Metatensor’s goals

At its core, metatensor provides tools to efficiently store and manipulate sparse arrays and their associated metadata. You can learn more about this in the core classes overview. With the creation of metatensor, we have three main use cases in mind:

  1. provide an exchange format for the atomistic machine learning ecosystem, making different players in this ecosystem more interoperable with one another and enhancing collaboration: see Exchanging data;

  2. make it easier and faster to develop new machine learning representations, models and algorithms: see Defining custom models;

  3. run large scale simulations using machine learning interatomic potentials, with fully customizable potentials, directly defined by the researchers running the simulations: see Running atomistic simulations;

Exchanging data

First, metatensor is a format to exchange data between different libraries in the atomistic machine learning ecosystem. There is currently an explosion of libraries and tools for atomistic machine learning, implementing new representation, new models, and advanced research methods. Unfortunately each one of these libraries lives mostly separated from the others, resulting in a lot of duplicated effort. With metatensor, we want to provide a way for these libraries to communicate with one another, by giving everyone a lingua franca, a way to share data and metadata.

_images/goal-exchange.svg

Illustration of machine learning workflows, going from some input data to a prediction. Metatensor enables the creation of workflows mixing different libraries together in new ways.

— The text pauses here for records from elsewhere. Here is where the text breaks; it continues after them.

Issue #2618, opened 2020-09-08
FR Use funsor distributions directly in Pyro models


fritzo:
This issue proposes a low-level refactoring of `pyro.distribution` so that the basic object is no longer a `TorchDistribution` but a `Funsor` (or possibly a derived `class FunsorDistribution(Funsor, TorchDistribution)`). This low-level refactoring could precede #2580 insofar as it would be compatible with existing Pyro inference algorithms, and should be forwards compatible with #2580.

The motivation is to allow small funsor computations inside Pyro models using the `pyro.factor()` statement.

## Motivating Example 1: Beta-Binomial conjugacy

It would be nice to perform small Funsor computations directly in a Pyro model, using string notation:
```diff
  def model(data):
-     probs = pyro.sample("probs", dist.Beta(2, 2))
-     pyro.sample("obs", dist.Binomial(10, probs), obs=data)
+     prior = dist.Beta(2, 2).log_prob("probs")
+     likelihood = dist.Binomial(10, "probs").log_prob(data)
+     pyro.factor("obs", (prior + likelihood).reduce(ops.logaddexp))
```
or even simply
```diff
+     pyro.factor("obs", prior + likelihood)
```
where `pyro.factor` automatically calls `.reduce(ops.logaddexp)`, or could call `to_data()` which would in turn call `sum_product` which would `.reduce()` with either `ops.add` for plates or `ops.logaddexp` for non-plates.

## Motivating Example 2: Likelihoods vs Distributions

In some cases there is opportunity for significant caching of computation in a likelihood, e.g.
```py
class Model(PyroModule):
    def __init__(self, ...):
        data = torch.tensor(...)
        eager_param = torch.tensor(...)
        self.likelihood = lambda lazy_param: MyDistribution(eager_param, lazy_param).log_prob(data)
    def forward(self, ...):
        pyro.factor("likelihood", self.likelihood(lazy_param=torch.tensor(...))
```
A real world example is Pyro's [CoalescentTimesWithRate](http://docs.pyro.ai/en/stable/distributions.html#pyro.distributions.CoalescentTimesWithRate) distribution and the [CoalescentRateLikelihood](http://docs.pyro.ai/en/dev/contrib.epidemiology.html#pyro.distributions.CoalescentRateLikelihood). These two classes would most naturally be unified as a single `Funsor` class with different `eager` reduction rules depending on which arguments were lazy: (`coal_times` versus `rate_grid`)

## What would be required?
[...]

PR #2620, opened 2020-09-09
Implement a funsor-based poutine.collapse

fritzo:
Addresses #2618 
~~Blocked by https://github.com/pyro-ppl/funsor/pull/361~~
pair coded with @eb8680

This attempts to implement a `poutine.collapse()` using Funsors, in a way that is compatible with Pyro 1.0-style inference algorithms. This is a possible intermediate step towards Pyro 2.0-style inference algorithms as in `contrib.funsor` and #2580.

### DIFF
--- a/pyro/poutine/collapse_messenger.py
+++ b/pyro/poutine/collapse_messenger.py
@@ -16,6 +16,12 @@ except ImportError:
 
 
 class CollapseMessenger(TraceMessenger):
+    """
+    EXPERIMENTAL Collapses all sites in the context by lazily sampling and
+    attempting to use conjugacy relations. If no conjugacy is known this will
+    fail. Code using the results of sample sites must be written to accept
+    Funsors rather than Tensors. This requires ``funsor`` to be installed.
+    """
     def __init__(self, *args, **kwargs):
         import funsor
         funsor.set_backend("torch")
--- a/pyro/poutine/collapse_messenger.py
+++ b/pyro/poutine/collapse_messenger.py
@@ -1,6 +1,11 @@
-import pyro.distributions as dist
+# Copyright Contributors to the Pyro project.
+# SPDX-License-Identifier: Apache-2.0
+
+import pyro
+from pyro.poutine.util import site_is_subsample
 
 from .runtime import _PYRO_STACK
+from .trace_messenger import TraceMessenger
 
 # TODO Remove import guard once funsor is a required dependency.
 try:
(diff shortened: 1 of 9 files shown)


martinjankowiak:
what are the semantics on this? it tries to integrate everything out in the collapse context?

eb8680:
> what are the semantics on this? it tries to integrate everything out in the collapse context?

It uses Funsor to lazily evaluate and analytically integrate out all latent variables in the context, hides them from any enclosing effect handlers, and introduces a single new `pyro.factor` statement containing the marginal likelihood of all observations in the context.  This final `factor` site is visible to and compatible with existing inference algorithms like HMC or `TraceEnum_ELBO`.

fritzo:
@eb8680 once we get the initial version of this working, let's try to use Funsor adjoints to sample and replay from the collapsed distributions, as @neerajprad implemented in [UncollapseConjugateMessenger](https://github.com/pyro-ppl/pyro/blob/1.4.0/pyro/contrib/conjugate/infer.py#L115) for reading the collapsed values during HMC.

pyro/poutine/collapse_messenger.py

This goal is enabled by multiple features of metatensor: first, metatensor allows storing data coming from many different sources, without requiring to first convert the data to a specific format. Currently, we support data stored inside numpy arrays, torch tensor (including tensors on GPU or other accelerators), as well as arbitrary user-defined C, C++, and Rust array types. A second part of this goal is achieved by also storing metadata together with the data, communicating between libraries exactly what is stored in the different arrays. We also store both data and gradients of this data with respect to arbitrary parameters together, enabling for example training of models using energy, forces and virial. Finally, we also make sure that the data storage is as efficient as possible and can exploit the inherent sparsity of atomistic data, in particular in gradients.

As a developer a library in the atomistic machine learning ecosystem, you can provide conversion functions to and from metatensor metatensor.TensorMap (either inside your own code or in a small conversion package) to enable using your library in conjunction with the rest of the metatensor ecosystem!

libraries using metatensor

The following libraries use metatensor either as input, output or both:

  • featomic: a library computing physics-inspired representations of atomic systems, the computed representations are given in metatensor format;

  • torch_spex: pure PyTorch implementation of spherical expansion representation, with GPU and learnable representations support, which outputs to metatensor format;

  • metatrain: an end-to-end training and evaluation library for models based on metatensor;

  • Q-stack: library of pre- and post-processing tasks for Quantum Machine Learning; can output some of its data in metatensor format;

Defining custom models

The second objective of metatensor is to provide functionalities to be a tool for developing new models. While it is possible to use metatensor to only exchange data between libraries (and immediately convert everything to library-specific formats); we also provide tools to operate directly on metatensor data. This enable models to handle sparse data and have low memory consumption; as well as keeping rich metadata around for easier debugging and understanding of the model behavior.

One part of these tools is the set of low-level operations we provide as part of the Python interface to metatensor. By using combining multiple operations, you can build custom machine learning models, using data and representations coming from arbitrary metatensor-compatible libraires in the ecosystem. Using these operations allow you to keep your data in metatensor format across the whole ML pipeline; ensuring the metadata is kept up to date with the data, and gradients are automatically updated to stay consistent with the values.

Another part of these tools is the learning utilities, which provide high level building blocks for machine learning models, with API similar to PyTorch or scikit-learn. These blocks enable you do define and train models with a few lines of code and a familiar API.

Warning

The learning utilities are still an early work in progress, with a lot more building blocks to be included.

Where similar functionalities is provided by different packages

Package

Core data class

Operations

Machine learning models facilities

numpy

numpy.ndarray

numpy.pow()

scikit-learn

torch

torch.Tensor

torch.pow()

torch.nn.Module, torch.utils.data.Dataset

metatensor

metatensor.TensorMap

metatensor.pow()

metatensor.learn.nn.ModuleMap, metatensor.learn.Dataset

Running atomistic simulations

One particularly interesting class of machine learning model for atomistic modelling is machine learning interatomic potentials (MLIPs). Using the capacities provided by the first two goals of metatensor, researchers should be able to created and train such MLIPs and customize various parts of the model.

The final objective of metatensor is to allow using these custom models inside large scale molecular simulation engines. To do this, we integrate metatensor with TorchScript, and use the facilities of TorchScript to export the model from Python and then load and execute it inside the simulation engine. Have a look at the Atomistic applications section for more information!

_images/goal-simulations.svg

Different steps in the workflow of running simulations with metatensor. Defining a model, training a model and running simulations with it can be done by different users; and the same metatensor-based model can be used with multiple simulation engines.